Brauche eins für nen i7 (3,5ghz) und GTX580 (850Mhz-Gpu) evtl. Nothbridge (Asus P6T6 WS Revolution). Gehäuse Cooler Master Stacker 831.


MfG


----------



## KingPiranhas (12. Dezember 2010)

*AW: Externe Wasserkühlung als Komplett-Set*

Komplette Sets gibt es nicht. Aber z.b. das teure Aquaduct 360 oder 720 von Aqua Computer.Das 720er ist im Moment schwer bis nicht lieferbar. Kühler, Schlauch etc brauchste zusätzlich.
In dein Case bekommste du doch auch ne Wakü. Den Radi würde ich extern aufstellen und eventuell mit Schnellkupplungen trennbar machen.


----------



## johny (13. Dezember 2010)

*AW: Externe Wasserkühlung als Komplett-Set*

Hmm...

Ich hätte gern dass, die ganze Wakü, außen bleibt (pumpe, radiator,...) wie das zB 

Caseking.de » Wasserkühlung » Externe Wasserkühlungen » innovatek Aquamatic 3 - Externes Designwasserkühlsystem

oder dass hier 

Aquatuning - Der Wasserkühlung Vollsortimenter - Zalman Reserator XT Black Zalman Reserator XT Black 41043

so in der Art halt. klar braucht die CPU/GPU... extra kühler....

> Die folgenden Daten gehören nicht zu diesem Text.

Issue #1603, opened 2020-04-28
CLI: Support bech32 encoding


Anviking:
## Context

ADP-195

## Decision

Add support for bech32 key encoding.

## Acceptance criterea

- `key inspect`, `key child` and `key public` must accept both bech32- and hex-encoded keys.
- `key root` should still default to outputting a hex-encoded key
- `key root` should output bech32 when given `--encoding bech32`
- Chaining commands with pipes (`|`) should be possible.

## Development 

- [x] #1599 Add bech32 support
- [x] #1619 Render pretty bech32 error messages
- [x] #1622 Breaking: Only allow reading keys from stdin
- [x] #1643 Make rendering of bech32 errors more correct

## QA 

- Integration tests making sure commands can be chained with both hex and bech32 encoding https://github.com/input-output-hk/cardano-wallet/blob/master/lib/core-integration/src/Test/Integration/Scenario/CLI/Keys.hs#L17-L51
- Golden tests for key decoding error messages https://github.com/input-output-hk/cardano-wallet/blob/master/lib/cli/test/unit/Cardano/CLISpec.hs#L607-L664
- Not sure if the ANSI red works on windows https://github.com/input-output-hk/cardano-wallet/pull/1619#issuecomment-624088900, but its just for an error message, and think there are more important things to worry about.
- Added two properties about the rendering of ANSI red in #1643 (but don't think it says anything about windows)

piotr-iohk:
LGTM.

PR #1619, opened 2020-05-04
Better bech32 error messages

Anviking:
# Issue Number

#1603 

# Overview

- [x] Addded custom error messages for bech32 errors
- [x] Mark invalid characters red <s>and underline them with `^`</s>

# Comments

- Not sure if/how we should test
- Not sure if the (non-IO) ANSI red works on windows
- <s>Not sure if the `^` underlining is a great idea considering line wrapping is likely</s> removed

Skärmavbild 2020-05-04 kl  12 02 28

Skärmavbild 2020-05-04 kl  12 02 49

### DIFF
--- a/lib/cli/src/Cardano/CLI.hs
+++ b/lib/cli/src/Cardano/CLI.hs
@@ -188,6 +188,8 @@ import Cardano.Wallet.Primitive.Types
     ( AddressState, Hash, SortOrder, SyncTolerance (..), WalletId, WalletName )
 import Cardano.Wallet.Version
     ( gitRevision, showFullVersion, version )
+import Codec.Binary.Bech32
+    ( CharPosition (..), DecodingError (..) )
 import Control.Applicative
     ( optional, some, (<|>) )
 import Control.Arrow
@@ -295,6 +297,7 @@ import System.Console.ANSI
     , hCursorBackward
     , hSetSGR
     , hSupportsANSIWithoutEmulation
+    , setSGRCode
     )
 import System.Directory
     ( XdgDirectory (..)
@@ -492,7 +495,7 @@ decodeKey = \case
   where
     decodeBech32 :: Text -> Either String XPrvOrXPub
     decodeBech32 t = do
-        (hrp, dp) <- left show $ Bech32.decodeLenient t
+        (hrp, dp) <- left bech32Err $ Bech32.decodeLenient t
         bytes <- maybe (Left dpErr) Right $ Bech32.dataPartToBytes dp
         case hrp of
             h | h == xpubHrp -> xpubFromBytes bytes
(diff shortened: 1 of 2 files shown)


KtorZ:
Alternatively, to avoid the issue with the line wrapping, it is perhaps possible to only show part of the encoded string? Like the 5 characters that precede the error, and the 5 after and at the exact position in the error message:

```
Bech32 error: Invalid character(s) in string at position 78/127:
[...]90aa66mvaux[...]
          ^
```

:thinking: ?

lib/cli/src/Cardano/CLI.hs
```diff
@@ -500,6 +503,48 @@ decodeKey = \case
...
+arrowsAtIndices :: Integral i => [i] -> String
+arrowsAtIndices ixs = go 0 ixs ++ def
+  where
+    go _c [] = mempty
+    go c (x:xs)
+        | c == x    = red ++ "^" ++ go (c + 1) xs
+        | otherwise = ' ' : go (c + 1) (x:xs)
+
+    red = setSGRCode [SetColor Foreground Vivid Red]
+    def = setSGRCode [Reset]
```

mich würde es halt interessieren welche "gute" Firmen solche externen Komplettsets machen.

MfG


----------



## VVeisserRabe (13. Dezember 2010)

*AW: Externe Wasserkühlung als Komplett-Set*

Das aquaduct wäre von einer "guten" firma, dazu kaufst du dir noch 5m schlauch und pro komponente 2 verschraubungen, den kryos delrin für die cpu und je einen kühler pro grafikkarte

Edit: schick eine email an den aquatuning support mit deinem wunsch, die können dir sicher auch was fertig zusammenbauen


----------



## johny (13. Dezember 2010)

*AW: Externe Wasserkühlung als Komplett-Set*

Ok - thx


----------



## VVeisserRabe (15. Dezember 2010)

*AW: Externe Wasserkühlung als Komplett-Set*

Wär schön wenn du dann dein system hier postest (am besten mit fotos)


----------